Health Minister Datuk Seri Dr. S. Subramaniam said the amendment is to insert the clause on Bahasa Melayu subject at the Sijil Pelajaran Malaysia (SPM) level for the hiring of medical officers.

"The ministry has proposed for a minimum pass in SPM Bahasa Melayu paper for medical officers since 2015. We realised that to strengthen such a requirement, there is a need to amend the Act.

"The Act only says that those with recognised medical degree will be eligible to undergo housemanship in the government hospitals.

"Now, we want to make it compulsory for these medical graduates to pass the BM subject in SPM besides just having recognised medical degree," he told reporters after launching the new Obstetric and Neonatal wing at Putrajaya Hospital.

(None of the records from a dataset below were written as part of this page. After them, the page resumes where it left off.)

PR #98, opened 2016-06-23
Fix: squid:S1854, Dead stores should be removed

elkfrawy-df:
 squid:S1854 - “ Dead stores should be removed ”. 
 https://dev.eclipse.org/sonar/rules/show/squid:S1854

Ayman Elkfrawy.

### DIFF
--- a/core/src/main/java/smile/clustering/CLARANS.java
+++ b/core/src/main/java/smile/clustering/CLARANS.java
@@ -230,7 +230,7 @@ public class CLARANS <T> extends PartitionClustering<T> {
         int n = data.length;
 
         int index = Math.randomInt(k);
-        T medoid = null;
+        T medoid;
         boolean dup;
         do {
             dup = false;
--- a/data/src/main/java/smile/data/parser/ArffParser.java
+++ b/data/src/main/java/smile/data/parser/ArffParser.java
@@ -183,7 +183,7 @@ public class ArffParser {
      */
     private String readHeader(StreamTokenizer tokenizer, List<Attribute> attributes) throws IOException, ParseException {
         /// The name of dataset.
-        String relationName = null;
+        String relationName;
         // clear attribute set, which may be from previous parsing of other datasets.
         attributes.clear();
 
--- a/graph/src/test/java/smile/graph/AdjacencyListTest.java
+++ b/graph/src/test/java/smile/graph/AdjacencyListTest.java
@@ -349,8 +349,6 @@ public class AdjacencyListTest {
     @Test
     public void testDfs2() {
         System.out.println("dfs connected component");
-        int[] size = {3, 5};
-        int[] id = {0, 1, 0, 1, 1, 1, 0, 1};
         int[][] cc = {{0, 2, 6}, {1, 3, 4, 5, 7}};
 
         Graph graph = new AdjacencyList(8);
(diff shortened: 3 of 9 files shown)


core/src/main/java/smile/clustering/CLARANS.java
```diff
@@ -230,7 +230,7 @@ private double getRandomNeighbor(T[] data, T[] medoids, int[] y, double[] d) {
         int n = data.length;
 
         int index = Math.randomInt(k);
-        T medoid = null;
+        T medoid;
```
haifengl: This is actually to remove warning like "uninitialized variable". Maybe today javac doesn't report that warning any more?

data/src/main/java/smile/data/parser/ArffParser.java
```diff
@@ -183,7 +183,7 @@ private void getNextToken(StreamTokenizer tokenizer) throws IOException, ParseEx
      */
     private String readHeader(StreamTokenizer tokenizer, List<Attribute> attributes) throws IOException, ParseException {
         /// The name of dataset.
-        String relationName = null;
+        String relationName;
```
haifengl: same as above

graph/src/test/java/smile/graph/AdjacencyListTest.java
```diff
@@ -349,8 +349,6 @@ public void testDfs() {
     @Test
     public void testDfs2() {
         System.out.println("dfs connected component");
```
haifengl: Please keep these variables. I may miss some test on these results. I should add more tests, not remove them. Thanks!

graph/src/test/java/smile/graph/AdjacencyListTest.java
```diff
@@ -423,8 +421,6 @@ public void testBfs() {
     @Test
     public void testBfs2() {
         System.out.println("bfs connected component");
-        int[] size = {3, 5};
```
haifengl: same as above

graph/src/test/java/smile/graph/AdjacencyMatrixTest.java
```diff
@@ -348,8 +348,6 @@ public void testDfs() {
     @Test
     public void testDfs2() {
         System.out.println("dfs connected component");
-        int[] size = {3, 5};
```
haifengl: same as above

haifengl:
I think we should withdraw this one. These dead stores are not really errors and have no performance hit. They were used on purpose before to make javac happy. Otherwise, we will get a lot of warnings.

elkfrawy-df:
@haifengl This is more for readability purposes, that there is no meaning for the initial value and it might confuse the developer.

plot/src/main/java/smile/swing/FontChooser.java
```diff
@@ -484,7 +483,7 @@ public TextFieldKeyHandlerForListSelectionUpDown(JList<String> list) {
 
         @Override
         public void keyPressed(KeyEvent e) {
-            int i = targetList.getSelectedIndex();
+            int i;
             switch (e.getKeyCode()) {
```
elkfrawy-df: This assignment for example is redundant and has no effect which reduces the readability.

haifengl:
Without them, I will get a lot of warnings. Have you check build.sbt on javac options. I guess that your compiler settings are different.

haifengl:
I updated FontChooser by removing i. Please have a look.

haifengl:
Please remove the change to FontChooser. I will merge the rest changes. Thanks!

haifengl:
I understand these assignments are useless in Java because the language does it implicitly. However, I prefer to keep them in case that I may port the code to c/c++ and/or cuda. If so, I can simply copy the code without worries I miss initializations.

elkfrawy-df:
That is fine, no problem.

PR #99, opened 2016-06-23
Fix: squid:S1118, Utility classes should not have public constructors

elkfrawy-df:
 squid:S1118 - “Utility classes should not have public constructors ”. 
 https://dev.eclipse.org/sonar/rules/show/squid:S1118

Ayman Elkfrawy.

### DIFF
--- a/core/src/main/java/smile/neighbor/SNLSH.java
+++ b/core/src/main/java/smile/neighbor/SNLSH.java
@@ -214,6 +214,9 @@ public class SNLSH<E> implements NearestNeighborSearch<SNLSH.AbstractSentence, E
     public static class SimHash {
         private static final long seed = 0; //do not change seed
 
+        private SimHash() {
+        }
+
         public static long simhash64(List<String> tokens) {
             final int BITS = 64;
             if (tokens == null || tokens.isEmpty()) {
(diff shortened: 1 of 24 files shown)


haifengl:
Many changes here are wrong. For example, for all validation and hash functions, we should be able to create instances and pass to other functions, which we do use in practice.

elkfrawy-df:
@haifengl I can't see any good use of that. Why would you create an object of such utility class and pass it around?

haifengl:
For model validation, we have several `test` functions in scala that take model validation objects. It is up to the users to decide which measure to use.

haifengl:
Similarly for all classes for sort, BIC, etc. We provide static functions so that people can call them directly without create an object. But it is also possible for user to decide which measure to use. For example, in a GUI/web application, the user can drag and drop measures to test model. In that case, we need to create objects.

elkfrawy-df:
Well if you have specific usage for such classes that is fine. But as a general practice, it is better for utility classes to be passed as class not as an object, specially there is no any polymorphism or inheritance there.

haifengl:
I think that many classes are more complicated than adding a private constructor. There are more space to improve. For example, we can change the methods of MulticoreExecutor.java to not static. Then we can have multiple executors in runtime, which may be useful in a large system.

Instead of merging the whole request, I will review each case, cherry pick some of your changes and manually update the code. Thanks!

haifengl:
I cherry pick your changes. Thank you very much!

PR #112, opened 2016-08-23
Supported partial decomposition

myui:
Partial decomposition is sometimes useful. 

So, this PR supports partial decomposition of CholeskyDecomposition as seen in  
http://math.nist.gov/javanumerics/jama/doc/Jama/CholeskyDecomposition.html
http://grepcode.com/file_/repo1.maven.org/maven2/gov.nist.math.jama/gov.nist.math.jama/1.1.0/Jama/CholeskyDecomposition.java/?v=source

`isspd = isspd & (A[k][j] == A[j][k]);` is not performed since smile assumes it.

### DIFF
--- a/math/src/main/java/smile/math/matrix/CholeskyDecomposition.java
+++ b/math/src/main/java/smile/math/matrix/CholeskyDecomposition.java
@@ -55,10 +55,17 @@ public class CholeskyDecomposition {
     private double[][] L;
 
     /**
+     * Symmetric and positive definite flag.
+     * 
+     * @serial is symmetric and positive definite flag.
+     */
+    private final boolean isSPD;
+    
+    /**
      * Constructor. Used by newInstance().
      */
     private CholeskyDecomposition() {
-        
+        isSPD = true;
     }
     
     /**
@@ -83,6 +90,10 @@ public class CholeskyDecomposition {
     public CholeskyDecomposition(double[][] A) {
         this(A, false);
     }
+    
+    public CholeskyDecomposition(double[][] A, boolean overwrite) {
+        this(A, overwrite, false);
+    }
 
     /**
      * Constructor. Cholesky decomposition for symmetric and positive definite matrix. The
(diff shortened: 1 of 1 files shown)


haifengl:
Why do you want to change some variables and init to protected in multi variate gaussian?

haifengl:
What's the use case of partial decomposition?

myui:
@haifengl (cc: @L3Sota)

> Why do you want to change some variables and init to protected in multi variate gaussian?

Reverted the change about multi-variate gaussian for the time being.

> What's the use case of partial decomposition?

My use case is computing the inverse of sigma in the multi variate gaussian as seen in 
https://github.com/L3Sota/hivemall/blob/36990d10e1ebae61604a3cfa2b808577568c72cd/core/src/main/java/hivemall/utils/math/MultivariateGaussianDistribution.java#L169
https://github.com/L3Sota/hivemall/blob/36990d10e1ebae61604a3cfa2b808577568c72cd/core/src/main/java/hivemall/anomaly/ChangeFinderUDF.java#L469 (Autoregression-like algorithm named SDAR).

The sigma of variance-covariance matrix is `positive-semidefinite` and `symmetric` and the diagonal entries might be zero [1].
[1] https://en.wikipedia.org/wiki/Covariance_matrix#Properties

On the other hand, Cholesky decomposition requires  `positive-definite` and thus inverse of sigma cannot sometimes be resolved.
https://en.wikipedia.org/wiki/Cholesky_decomposition

Thoughts?

math/src/main/java/smile/math/matrix/CholeskyDecomposition.java
```diff
@@ -55,10 +55,17 @@
...
+     * @serial is symmetric and positive definite flag.
+     */
+    private final boolean isSPD;
+    
+    /**
      * Constructor. Used by newInstance().
      */
     private CholeskyDecomposition() {
-        
+        isSPD = true;
```
haifengl: Is this correct behavior? Note this constructor is used by newInstance(), which are used by QR and SVD.

haifengl:
Thanks! Can you please contribute your SDAR to smile?

myui:
@haifengl I'll close this ticket because I resolved my issue withou partial decomposition of CholeskyDecomposition, by using custom `pdf` function for Multivariate normal distribution.
Solver fallbacks to least square solution using SVD if matrix is singular.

Dr. Subramaniam said for a start, the ministry is implementing the move administratively through the Public Service Department as an employing agency.

"We just need to have a minor amendment to the Act. We will bring the proposal to the Attorney-General in the near future before it is tabled in Parliament," he said.

He said the ministry is expecting to resolve the issue of 23 doctors who pursued their medical studies abroad within a year.

Yesterday, Deputy Prime Minister Datuk Seri Dr. Ahmad Zahid Hamidi said the cabinet has decided that there will be no waiving of the BM pass requirement for any job in the civil service.

In line with the decision, the waiver on a pass with a credit in the Bahasa Melayu subject at the SPM level for hiring of medical officers on Grade UD41 on a contract basis had been revoked.

Zahid had said there is a need to amend the Medical Act 1971 to make it mandatory for medical officers to serve two years after their housemanship and insert the clause on the Bahasa Melayu pass requirement.

Meanwhile, Dr. Subramaniam said the government spent RM26 million to modify the nurses hostel into a new Obstetric and Neonatal block at Putrajaya Hospital.

Subramaniam said the move was to ease the congestion of patients seeking for obstetric and neonatal treatment.

"A total RM16 million were spent to upgrade the building while another RM10 million was allocated for tools and equipment.

"We use the National Blue Ocean Strategy approach as it is cost efficent. If we were to build a new building, it will cost about RM100 million.This is also to meet the growing demand for obstetric services," he said.

The Putrajaya Hospital's Obstetric and Neonatal wing has four levels for obstretric and gynaechology; special care nursing; and peadiatric units, with a capacity of 61 beds.

The construction works started in 2014 and completed in December last year.